Exercise - Use Azure Data Factory wrangling data
The Power Query feature within Azure Data Factory enables you to work with and wrangle data. It is an object that can be added to the canvas designer as an activity in an Azure Data Factory pipeline to perform code free data preparation. It enables individuals who are not conversant with the traditional data preparation technologies such as Spark or SQL Server, and languages such as Python and T-SQL to prepare data at cloud scale iteratively.
The Power Query feature uses a grid type interface for basic data preparation that is like the aesthetics of Excel, known as an Online Mashup Editor. The editor also enables more advanced users to perform more complex data preparation using formulas. You first have to create a linked service to a source of the data first before you are able to access the data
The formulas work with Power Query Online and makes Power Query M functions available for data factory users. Power Query then translates the M language generated by the Online Mashup Editor into spark code for cloud scale execution.
This capability enables both data engineers and data analysts to interactively explore and prepare datasets. In addition, they can interactively work with the M language and preview the result before viewing it in the context of a wider pipeline.
To add a Power Query activity in Azure Data Factory, click the plus icon and select Power Query in the factory resources pane.
Add a Source dataset for your wrangling data flow, and select a sink dataset.
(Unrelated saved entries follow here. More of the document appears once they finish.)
PR #978, opened 2024-01-09
Secure DM

arthurfranca:
Read [here](https://github.com/arthurfranca/nips/blob/priv-dm/43.md)


staab:
This seems fine, but again, similar to [NIP 101](https://github.com/water783/nips/blob/nip101/101.md). I'd also like to see zaps as an alternative to PoW. That wouldn't help relays since they can't verify zaps, but recipients could fetch zaps, validate them, then fetch the envelopes that the zaps tagged. This is preferable to PoW for me because the work expended is durable rather than disposable. It also allows for senders to bid or receivers to set different thresholds for message requests.

arthurfranca:
@staab Can't open issue there at the NIP-101 repo nor there is a PR to comment on.

@water783 if you ever read this, I think NIP-101 is more complex because:
- It uses 5 event kinds per session. I think "reject" and "close" are things one doesn't want to reveal. "Update" isn't needed when one can just start a new session (in our case where we don't need the other party's alias). Here we use just 2 event kinds (kind:1044 and 1045 rumors).
- If I got it correctly, both users need to get online once before anyone can start sending DMs (because the sender doesn't know the receiver's alias pubkey to add it to the DM gift-wrap's `p` tag?). Here our DM gift wrap uses no `p` tag at all.
- It has custom expiration (and update interval). Here we simply use a convention fixed on a three weeks expiration window.
- It needs to set a relay. Here we just use NIP-65.

arthurfranca:
@staab zaps aren't an alternative to PoW cause of the relay part you mentioned. Zaps could be used in additional to PoW though.

I admit that atm I'm a bit lazy to open NIP-57 and figure out how to stuff it in here xD

arthurfranca:
> Furthermore, you could get forward secrecy if you did in fact generate keys and exchange them. Why not strive for forward secrecy? https://github.com/nostr-protocol/nips/pull/945#issuecomment-1881932884

@mikedilger could you review [these lines](https://github.com/nostr-protocol/nips/blob/49d1f7305971b57eae1cbacc269546b47bdd6276/43.md?plain=1#L123-L136)? New sessions would not be able to decrypt previous DMs after discarding previous session's privkey (it's chars are used as salt for decrypting the old DMs).

43.md
```diff
@@ -0,0 +1,188 @@
...
+### Last Received At
+
+Optionally, the `created_at` of a `kind:15` NIP-59 rumor
+informs the last time an user's client received DMs from the other participant.
+
+This event should be sent to atleast one of the recipient's NIP-65 `read` relays.
+
+### Last Read At
+
+Optionally, the `created_at` of a `kind:16` NIP-59 rumor
```
AsaiToshiya, line 185: Nit: `kind:16` is a `generic repost` defined in NIP-18.

mattn:
Just a question, if the session-key for A & B to another one, and if it also add C's pubkey to the p tag. it can become private group chat?

43.md
arthurfranca: fixed. thanks!

arthurfranca:
@mattn I'm not sure if you want to add `p` tags to `kind:1044` rumor (Chat Session Request) or to `kind:14` (DM) or elsewhere.

Either way, we would need some type of chat room identifier to add to the `kind:10043` list like in place of "\<pubkey-A\>" from the `["s", "<pubkey-A>", "<session-privkey-A>", "1704525400", "1"]` example. And maybe replace `s` with another tag name like `gs` (as in "g"roup "s"ession)

43.md
```diff
@@ -0,0 +1,191 @@
...
+`draft` `optional`
+
+This direct message (DM) scheme between two participants is end-to-end encrypted, hides
+most metadata, has forward secrecy and aims to minimize spam.
+
+This NIP currently uses [NIP-44](44.md) v2 encryption.
+
+## Flow
+
+- Before sending a DM to someone (`B`), an user (`A`) picks a random privkey to be used as chat session (`session-privkey-A`);
```
AsaiToshiya, line 16:
```suggestion
- Before sending a DM to someone (`B`), an user (`A`) picks a random privkey to be used as chat session (`session-privkey`);
```

Will there be a `session-privkey-B`? `A` to `B` and `B` to `A` are the same session, aren't they?

arthurfranca: Yeah it could confuse people. There is no session-privkey-B. They use the same privkey.
Didn't notice in time I could've applied yout commit suggestion sorry. Renamed other occurrences too

arthurfranca:
Added new device usage detection to help identify unauthorized privkey access.

In my mind the flow works but it may have a flaw I may be missing.

The idea is simple: a hacker with my privkey won't be able to read my messages nor talk to someone until it reveals his device id (called LID - any random string local to the client/device) to the other chat participant (peer).

Then the peer will broadcast the hacker's LID (using a LID Tracker Event) so that I can compare it with my own LID. If it is different than mine and I hadn't used a new device recently, someone else accessed my account.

The following data sources are supported.
Connector | Data format | Authentication type |
---|---|---|
Azure Blob Storage | CSV, Parquet | Account Key |
Azure Data Lake Storage Gen1 | CSV | Service Principal |
Azure Data Lake Storage Gen2 | CSV, Parquet | Account Key, Service Principal |
Azure SQL Database | SQL authentication | |
Azure Synapse Analytics | SQL authentication |
Once you have selected a source, then click on create.
This opens the Online Mashup Editor.
It consists of the following components:
Dataset list.
This will provide the datasets that have been defined as the source for the Data Wrangling.
Wrangling Function toolbar.
The toolbar contains a variety of data wrangling functions that the user can access to manipulate the data including:
- Managing columns.
- Transforming tables.
- Reducing rows.
- Adding columns.
- Combining tables.
Each item is context-sensitive and contains sub functions specific to it.
Column headings.
As well as having the ability to rename columns, right-clicking the column will bring up context-sensitive items for managing columns.
Settings.
This enables you to add or edit data sources and data sinks, and modify setting for the wrangling data task.
Steps window.
This window shows the steps that have been applied to the wrangling output. In the example in the graphic, the step named “Source” has been applied the wrangling output named “UserQuery”.
Power Query output list.
Lists the data wrangling output that has been defined.
Publish button.
Enables you to publish the work that has been created.
A Power Query task can be added in the canvass designer just like a Copy Activity task, or a Mapping Data Flow task and can be managed and monitored in the same way.